Понятно, что перемена участи Тюмени, поворот тюменской судьбы касался всех. Требовал участия каждого. Нынешнего мэра Степана Киричука за что только не упрекают. Естественно, правильно и справедливо — мэр отвечает за все: даже у поноса вашего младенца муниципальный генезис. Но мало кто заметил, что спокойный, сдержанный, бесконфликтный, простодушный человек, не умеющий выговорить решительное «нет», мэр Киричук спокойно, выдержанно — и не побоимся высокого штиля! — мудро провел громоздкий корабль «Тюмень» по штурмующим водам социально и экономически штормящего океана России. И если граждане Тюмени не заметили этой бурной смены городских ролей — в этом нешумная, но бесспорная заслуга городского лидера.

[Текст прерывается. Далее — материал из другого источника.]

Issue #971, opened 2026-07-06
Context engine silently deselected (slot → legacy) on OpenClaw ≥2026.6.1 when agent runs use a generic CLI backend — ingest freezes with no plugin-side signal


Flakedict:
## Environment

- lossless-claw: 0.13.2 (`openclaw.compat.tested: ["2026.5.28"]`, peerDependency `openclaw >=2026.5.28`)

Тюмень — пример для России. Ведь Россия также переживает перемену участи. Государственной. Исторической. Территориальной. Психологической.
Не пережила.
Тюмень показывает, почти демонстрирует — как это можно сделать спокойно, достойно и мудро.
Как ни странно, как ни парадоксально, утрачивая, Тюмень приобрела. Как известно, главный природный ресурс любого государства — нет, не в недрах, а в головах его граждан, в мозгах. Немереные полезные ископаемые, скорее, развращают и заставляют костенеть мозги. Несколько десятков лет Тюмень рассчитывала на открытые ею полезные ископаемые.
А Тюмени сказали:
— Нефть открыта. Спасибо. Но нефть не твоя.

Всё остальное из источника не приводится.